PR #253, opened 2021-06-15
rebalance report

gallizoltan:
- `rebalancereport`: shows information about rebalance
- some README update

### DIFF
--- a/rebalance/rebalance.py
+++ b/rebalance/rebalance.py
@@ -674,7 +674,7 @@ def rebalancereport(plugin: Plugin):
     res["rebalanceall_is_running"] = plugin.mutex.locked()
     res["getroute_method"] = plugin.getroute.__name__
     res["maxhops_threshold"] = plugin.maxhops
-    res["msatfactor_threshold"] = plugin.msatfactor
+    res["msatfactor"] = plugin.msatfactor
     res["erringnodes_threshold"] = plugin.erringnodes
     channels = get_open_channels(plugin)
     if len(channels) > 1:
--- a/rebalance/rebalance.py
+++ b/rebalance/rebalance.py
@@ -666,6 +666,36 @@ def rebalancestop(plugin: Plugin):
     return {"message": plugin.rebalanceall_msg}
 
 
+@plugin.method("rebalancereport")
+def rebalancereport(plugin: Plugin):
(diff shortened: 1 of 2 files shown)


rebalance/rebalance.py
```diff
@@ -666,6 +666,46 @@ def rebalancestop(plugin: Plugin):
...
 
+@plugin.method("rebalancereport")
+def rebalancereport(plugin: Plugin):
+    """Show information about rebalance
+    """
+    res = {}
+    res["rebalanceall_is_running"] = plugin.mutex.locked()
+    res["getroute_method"] = plugin.getroute.__name__
+    res["maxhops_threshold"] = plugin.maxhops
+    res["msatfactor_threshold"] = plugin.msatfactor
```
m-schmoock, line 677: this is not a threshold value ;)  We can name it just `msatfactor` or `capacity_factor`. In the latter case we should also rename it in the plugin remaining code. I think its a better speaking name.

m-schmoock:
Nice :+1:

rebalance/rebalance.py
gallizoltan: I started to write `threshold` everywhere, because I thought the `erringnodes` expression is misleading here. :)

m-schmoock: Yes, the names aren't optimal

rebalance/rebalance.py
```diff
@@ -666,6 +666,46 @@ def rebalancestop(plugin: Plugin):
...
+        try:
+            pay = plugin.rpc.listpays(r["bolt11"])["pays"][0]
+            total_amount += pay["amount_msat"]
+            total_fee += pay["amount_sent_msat"] - pay["amount_msat"]
+        except Exception:
+            res["total_successful_rebalances"] -= 1
+    res["total_rebalanced_amount"] = total_amount
+    res["total_rebalance_fee"] = total_fee
+    if total_amount > Millisatoshi(0):
+        res["average_rebalance_fee_ppm"] = round(total_fee/total_amount*10**6, 2)
```
m-schmoock, line 703: That is nice :D

m-schmoock:
tACK

Good to have this, maybe we can improve on this and add more metrics

PR #255, opened 2021-06-17
Update pyln-testing on CI which broke all tests

cdecker:
The root cause was pyln-testing not matching the c-lightning version, and having the fee estimation buckets not matching.

I also went and added some drive-by fixes.

### DIFF
--- a/.ci/test.py
+++ b/.ci/test.py
@@ -95,6 +95,9 @@ def run_one(p: Plugin) -> bool:
 
     assert pytest_path.exists()
 
+    # Update pyln-testing to master since we're running against c-lightning master.
+    install_pyln_testing(pip_path)
+
     print("Current environment packages:")
     subprocess.check_call(
         [pip_path, 'freeze'],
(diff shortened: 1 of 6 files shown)


vincenzopalazzo (approved):
ack https://github.com/lightningd/plugins/pull/255/commits/904dcd4d2c616fddb2193b0e6e9c4babd1f8fa9f

.ci/test.py
```diff
@@ -134,6 +137,23 @@ def run_one(p: Plugin) -> bool:
         print("##[endgroup]")
 
 
+def install_pyln_testing(pip_path):
+    # Update pyln-testing to master since we're running against c-lightning master.
+    dest = Path('/tmp/lightning')
+    repo = 'https://github.com/ElementsProject/lightning.git'
+    if not dest.exists():
+        subprocess.check_call([
+            'git', 'clone', repo, '/tmp/lightning'
```
m-schmoock, line 146: Nit: instead of using the string `/tmp/lightning` you could use the `dest` variable you already set.

.ci/test.py
```diff
@@ -134,6 +137,23 @@ def run_one(p: Plugin) -> bool:
...
+        ])
+    subprocess.check_call([
+        pip_path, 'install', '-U', f'{dest}/contrib/pyln-testing'
+    ])
+
```
m-schmoock, line 151: Nit: I would remove that empty line

paytest/test_paytest.py
```diff
@@ -41,9 +41,9 @@ def test_mpp_pay(node_factory):
     """ l1 send a payment that is going to be split.
     """
     l1, l2 = node_factory.line_graph(2, opts=pluginopt, wait_for_announce=True)
-    res = l1.rpc.paytest(l2.info['id'], 10**8)
+    res = l1.rpc.paytest(l2.info['id'], 2*10**8)
```
m-schmoock, line 44: Out of curiosity: Is this test more stable with 200000000 ?

m-schmoock (approved):
ACK 904dcd4

Thanks!
GitHub CI is happy. Just pointless nits, you can merge.

paytest/test_paytest.py
cdecker: Just needs enough value to force a split which this does.

PR #256, opened 2021-06-22
feeadjuster: fee strategy per channel

m-schmoock:
This will cleanup some code and adds a configurable per channel fee strategy instead of always using global config or defaults. 

The new default strategy selects the median fees from the other peers of a peer.
The rational behind is that our node somehow competes towards that target.
The idea was raised by @ZmnSCPxj a while ago on IRC.

Using these median fees as base values for further calculation also feedbacks and reflects the current network state at that local area when/if the the local peers also use some dynamic methods.

### DIFF
--- a/feeadjuster/feeadjuster.py
+++ b/feeadjuster/feeadjuster.py
@@ -8,8 +8,9 @@ from threading import Lock
 plugin = Plugin()
 # Our amount and the total amount in each of our channel, indexed by scid
 plugin.adj_balances = {}
-# Cache to avoid loads of calls to getinfo
+# Cache to avoid loads of RPC calls
 plugin.our_node_id = None
+plugin.peers = None
 # Users can configure this
 plugin.update_threshold = 0.05
 # forward_event must wait for init
@@ -60,11 +61,26 @@ def get_ratio_hard(our_percentage):
     return 100**(0.5 - our_percentage) * (1 - our_percentage) * 2
 
 
+def get_peer_id_for_scid(plugin: Plugin, scid: str):
+    for peer in plugin.peers:
+        for ch in peer['channels']:
+            if ch['short_channel_id'] == scid:
+                return peer['id']
+    return None
+
+
+def get_local_channel_for_scid(plugin: Plugin, scid: str):
+    for peer in plugin.peers:
+        for ch in peer['channels']:
+            if ch['short_channel_id'] == scid:
+                return ch
+    return None
+
+
 def get_chan_fees(plugin: Plugin, scid: str):
-    channels = plugin.rpc.listchannels(scid)["channels"]
-    for ch in channels:
-        if ch["source"] == plugin.our_node_id:
-            return {"base": ch["base_fee_millisatoshi"], "ppm": ch["fee_per_millionth"]}
+    channel = get_local_channel_for_scid(plugin, scid)
+    assert channel is not None
+    return {"base": channel["fee_base_msat"], "ppm": channel["fee_proportional_millionths"]}
 
 
 def setchannelfee(plugin: Plugin, scid: str, base: int, ppm: int):
@@ -130,7 +146,7 @@ def maybe_adjust_fees(plugin: Plugin, scids: list):
 
 
 def get_chan(plugin: Plugin, scid: str):
-    for peer in plugin.rpc.listpeers()["peers"]:
+    for peer in plugin.peers:
         if len(peer["channels"]) == 0:
             continue
         # We might have multiple channel entries ! Eg if one was just closed
@@ -158,6 +174,7 @@ def forward_event(plugin: Plugin, forward_event: dict, **kwargs):
     if not plugin.forward_event_subscription:
         return
     plugin.mutex.acquire(blocking=True)
+    plugin.peers = plugin.rpc.listpeers()["peers"]
     if forward_event["status"] == "settled":
         in_scid = forward_event["in_channel"]
         out_scid = forward_event["out_channel"]
@@ -183,9 +200,9 @@ def feeadjust(plugin: Plugin):
     Otherwise, the plugin keeps the fees up-to-date.
     """
     plugin.mutex.acquire(blocking=True)
-    peers = plugin.rpc.listpeers()["peers"]
+    plugin.peers = plugin.rpc.listpeers()["peers"]
     channels_adjusted = 0
-    for peer in peers:
+    for peer in plugin.peers:
         for chan in peer["channels"]:
             if chan["state"] == "CHANNELD_NORMAL":
                 scid = chan["short_channel_id"]
--- a/feeadjuster/feeadjuster.py
+++ b/feeadjuster/feeadjuster.py
@@ -64,13 +64,12 @@ def get_chan_fees(plugin: Plugin, scid: str):
     channels = plugin.rpc.listchannels(scid)["channels"]
     for ch in channels:
         if ch["source"] == plugin.our_node_id:
-            return {"base_fee_millisatoshi": ch["base_fee_millisatoshi"],
-                    "fee_per_millionth": ch["fee_per_millionth"]}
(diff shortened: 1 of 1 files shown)


darosior:
I'm not sure to get in what sense a node competes with its peers' channels, they are rather more likely to be in the same route? (And to compete, as a team, against all the other possible routes on the network :p)

m-schmoock:
> I'm not sure to get in what sense a node competes with its peers' channels, they are rather more likely to be in the same route? (And to compete, as a team, against all the other possible routes on the network :p)

The rational is that if our peer can only be reached with high (or low) fees we should adapt to that:
- If the peer is the target (which of course we can't know) the rationale is obvious.
- If the peer is not the target, others will increase or decrease the likelihood of choosing us along the route if they can reflect that by being able to detect high or low fees local areas within the network.

m-schmoock:
Rebased to see if CI is now happy

feeadjuster/feeadjuster.py
```diff
@@ -189,9 +224,10 @@ def feeadjust(plugin: Plugin):
     Otherwise, the plugin keeps the fees up-to-date.
     """
     plugin.mutex.acquire(blocking=True)
-    peers = plugin.rpc.listpeers()["peers"]
+    plugin.peers = plugin.rpc.listpeers()["peers"]
+    plugin.channels = plugin.rpc.listchannels()['channels']
```
gallizoltan, line 228: This will contain all the channels in the Lightning network? The `listchannels` currently returns 85039 channels for me. How much memory will this consume?

feeadjuster/feeadjuster.py
```diff
@@ -305,4 +346,13 @@ def init(options: dict, configuration: dict, plugin: Plugin, **kwargs):
...
 )
+plugin.add_option(
+    "feeadjuster-feestrategy",
+    "median",
+    "Sets the per channel fee selection strategy. "
+    "Can be 'median' to use the median fees from peers of peer "
+    "or 'global' to use global config or default values. "
+    "Default: 'median'.",
+    "string"
+)
```
gallizoltan, line 357: Could we use 'global' for default value?

gallizoltan (commented):
I'm not sure about this. Usually I don't want to compete with other nodes, because I can directly forward payments to my neighbors, but other nodes most likely cannot.
So my node is actually uncomparable, in this mean. :)

Could we use 'global' as the default payment strategy?

And if the payment strategy is 'global', could we avoid initiating `plugin.channels`? To save some memory.

feeadjuster/feeadjuster.py
m-schmoock: yep, I can change it to only do this if `median` is used

feeadjuster/feeadjuster.py
m-schmoock: Sure we can, wanted your opinion on this approach

m-schmoock:
> I'm not sure about this. Usually I don't want to compete with other nodes, because I can directly forward payments to my neighbors, but other nodes most likely cannot.
> So my node is actually uncomparable, in this mean. :)

Can you elaborate a bit on this? 
 - How do you choose your current global fee settings?
 - Does it make sense to use the same values for all channels?

gallizoltan:
> > I'm not sure about this. Usually I don't want to compete with other nodes, because I can directly forward payments to my neighbors, but other nodes most likely cannot.
> > So my node is actually uncomparable, in this mean. :)
> 
> Can you elaborate a bit on this?
> 
> * How do you choose your current global fee settings?
> * Does it make sense to use the same values for all channels?

I've chosen my fee settings by experimenting. I did not want to see too many transactions forwards, because the forwards ruin my liquidity, and if my liquidity is ruined, the forwards start failing.
So I raised my fees until I saw the number of forwards decreased to a reasonable number.

And I use `rebalanceall` regularly. `rebalanceall` uses my default fee setting for rebalances, to fix my liquidity. I raised my fees until I saw `rebalanceall` can fix my liquidity well enough.

My current fees in the config:
```
fee-base=1000
fee-per-satoshi=400
```
I did not use the same fee for all channels. I use feeadjuster in an old-fashioned way: the feeadjuster raises my fees for channels where the liquidity is too low, and lowers the fees for channels where the liquidity is too high.

I think cyberspace is inherently different from meatspace: in the real world, I would assume, two of my neighbors surely know each other, because we live in the same neighborhood. And if I am too greedy, I may be left out of the garden party.
The Lightning Network is different: it has 12,227 nodes with active channels, and an average node has only 8.40 channels. Stats from here: https://1ml.com/statistics
My point is: two of my neighbors usually do not know each other. So no need to compete, because most likely I am the only mutual friend. They have a slim chance to find a working route without me, and that route would contain much more hops.

m-schmoock:
@gallizoltan
Thx
- Do you see some potential benefits in adjusting the fees on a per channel basis?
- If yes, what approach can you imagein?

gallizoltan:
> @gallizoltan
> Thx
> 
> * Do you see some potential benefits in adjusting the fees on a per channel basis?
> * If yes, what approach can you imagine?

Currently I would rather not use it. But of course, you can merge and start to use it. And in time, or based on your experiences, we may figure out later, what advantages this has. Or you mentioned @ZmnSCPxj, maybe he can tell some practical benefits.

m-schmoock:
@gallizoltan 
Can you ACK code-wise?

gallizoltan (approved):
ACK, looks good to me!

ZmnSCPxj:
One *is* still competing with the peers of your peer.

While your position on the network is unique, in a sense, it is also the same as others on the network --- just as the peers of your peer probably can be accessible on the network, *you* are reachable on the network.

While there are nodes that will be nearer to the peers of your peer rather than you, due to capacity issues, at *some* point even *those* nodes will find that the shortest path to your competitors is unusable, and *then* the best *usable* path to the peer of your peer is the same distance (fee-wise) as to you.  Then, in order to reach your peer, the payer has to select between you, or the competing peer of your peer.  Having at *least* a similar feerate as the peer of your peer keeps you in the competition, if your fee is much higher than you will not be forwarded through.  Thus, even though your position on the network is "unique", it is also still "the same" as that of your peers, because the network state is also changing.  It makes sense to look at what others are doing and copy it.  Thus, median.

Rebalancing periodically was also what CLBOSS used to do quite a bit of, but CLBOSS also recorded how much it earned and how much it spent on rebalances, and I found to my chagrin that too much rebalancing often lead to rebalancing spending far outstripping fee earnings.  Thus, recent CLBOSS versions tone down their rebalancing significantly.

CLBOSS also now uses "price theory".  Basically, the theory is that there is a global optimal channel feerate, without any local optima, where you earn the most.  If the price is higher than the global optimal price, the number of customers goes down and earnings are down (because even though your margin is higher, you get fewer customers).  If the price is lower than the global optimal price, the number of customers goes higher, but your margins are too low and you earn too little.  Thus, there is some global optimal price where the number of customers times your earning margins are the highest.  CLBOSS *starts* at the median of the peers of your peer ("it makes sense to look at what others are doing and copy it"), but it also experimentally moves the feerate to variants around its current center price, and recording what it earns at each price point (in time periods of 2880 minutes or thereabouts), then after some time, it looks at which price point earned it most and then moves its center to that price point, then starts a new experiment on the variants around the new price point, ad infinitum, on the basis of this price theory implying *some* global optima exists.

m-schmoock:
@ZmnSCPxj @gallizoltan 
I wonder if we can/should add a feature that takes into account the fees our peers use towards our node.
What I mean by that is that peers can't trick us too easily on our fees, i.e:

1. Our node forwards to a peer with what we currently assume to be a reasonable fee. 
2. Our peers balance goes up.
3. Our peer uses or sticks to too high fees in our direction back that our channel never balances naturally.
4. Eventually we do a manual rebalance and he collects the fees.

ZmnSCPxj:
@m-schmoock  that seems a reasonable logic, however do note that this plugin already adjust fees such that if the balance is mostly to their side, we already bump our own fees.  So naively, it seems we already get a mitigation against that.

PR #391, opened 2022-12-14
feat: vuetify integration

YohannParis:
# Description

* Implemented [Vuetify](https://next.vuetifyjs.com/en/) as design system
* Added a property css files to overwrite the Vuetify CSS properties with TERArium ones
* Change the _Data Explorer_ button in the header with Vuetify as first test.


jamiewaese-uncharted:
It's a "component library" not a "design system".... haha

:)

mwdchang:
Looks good code wise, is there an adoption plan? e.g. we do {a, b, c}, then {d, e}, then {f , g, h}?

mwdchang (approved):

PR #413, opened 2022-12-21
refactor: merge getModels and getDatasets function

shawnyama:
# Description

* Purpose: Cleaning up data explorer

* Merged `getModels` and `getDatasets` into `getAssets`. Will probably combine `getXDDAritcles` later to this in some way in another PR.
* Cleaned up `getFacetsDisplayNames` and some smaller miscellaneous clean up.

Resolves #(issue)


packages/client/hmi-client/src/utils/facets.ts
```diff
@@ -116,25 +116,21 @@ function mergeCustomizer(objValue: any, srcValue: any) {
 	// return null;
 }
 
-export const getFacets = (results: SearchResults[], resultType: string) => {
+export const getFacets = (results: SearchResults[], resultType: ResourceType | string) => {
 	let facets = {} as Facets;
 	if (results.length > 0) {
 		results.forEach((resultsObj) => {
+			console.log(resultsObj, resultType);
```
YohannParis, line 123:
```suggestion
```

packages/client/hmi-client/src/services/data.ts
```diff
@@ -693,8 +605,9 @@ export {
 	getXDDDictionaries,
 	getXDDArtifacts,
 	searchXDDArticles,
-	getModels,
-	getDatasets,
+	getAssets,
+	// getModels,
+	// getDatasets,
```
YohannParis, line 610:
```suggestion
```
You are cleaning up, go for it 😄

packages/client/hmi-client/src/services/data.ts
```diff
@@ -633,47 +555,37 @@ const fetchData = async (
...
+						default:
+							break;
+					}
+				} catch (err: any) {
+					reject(new Error(`Error fetching ${ResourceType[key]} results: ${err}`));
+				}
+			});
+			promiseList.push(promise);
+		}
+	});
```
YohannParis, line 588: This will need to be moved to the `hmi-server`.
Once @Tom-Szendrey is done with his first implementation this can be a good candidate for it.

YohannParis (approved):
Thanks for this first pass 🎉

packages/client/hmi-client/src/utils/data-util.ts
```diff
@@ -12,7 +12,39 @@ import { Dataset, FACET_FIELDS as DATASET_FACET_FIELDS } from '@/types/Dataset';
 // source: https://www.crossref.org/blog/dois-and-matching-regular-expressions/
 const DOI_VALIDATION_PATTERN = /^10.\d{4,9}\/[-._;()/:A-Z0-9]+$/i;
 
-// Apply filter to data in place
+// export const applyFacetFilters = (results: Model[] | Dataset[], filters: Filters) => {
```
echl, line 15: Can we just delete this method?

packages/client/hmi-client/src/services/data.ts
```diff
@@ -251,72 +130,98 @@ const filterDatasets = (
...
-	// FIXME: this client-side computation of facets from "dataset" data should be done
+	// FIXME: this client-side computation of facets from "models" data should be done
 	//        at the HMI server
 	//
 	// This is going to calculate facets aggregations from the list of results
-	const datasetFacets = await getDatasetFacets(datasetResults, conceptFacets);
+	let assetResults: Model[] | Dataset[];
+	let assetFacets: Facets;
+
+	switch (resourceType) {
```
echl, line 178: There's a few places where we do a switch and then call a method that is basically identical whether it's for models or datasets. I am tempted to say that where this happens it can be combined into one method (e.g. `getAssetFacets` instead of `getModelFacets` and `getDatasetFacets`, making use of function overloading. 

However, if all this logic is going to be moved to server side then it's probably not worth it? What do you think @YohannParis

echl (dismissed):

packages/client/hmi-client/src/utils/data-util.ts
shawnyama: This is a work in progress

packages/client/hmi-client/src/services/data.ts
shawnyama: Yes there will still be some repetition even after I do more clean up. The `getFacets` functions will be moved to the server side later.

YohannParis (approved):
LGTM

PR #429, opened 2023-01-03
fix: target identity on scroll click event

### LINKED ISSUE #341: [BUG]: Not all clicks register when scrolling home page cards
**Describe the bug**
Clicking the grey circle behind the arrow scrolls the list, but clicking directly on the arrow itself has no effect.

**To Reproduce**
1. Go to Home page
2. Click on the grey circle behind an arrow, should scroll
3. Click on the arrow, doesn't scroll

**Expected behavior**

========================================================================

**What the exercise asks**
Among the lines above, find those containing the word "done" and copy each.

**Final answer**
Once @Tom-Szendrey is done with his first implementation this can be a good candidate for it.
-	// FIXME: this client-side computation of facets from "dataset" data should be done
+	// FIXME: this client-side computation of facets from "models" data should be done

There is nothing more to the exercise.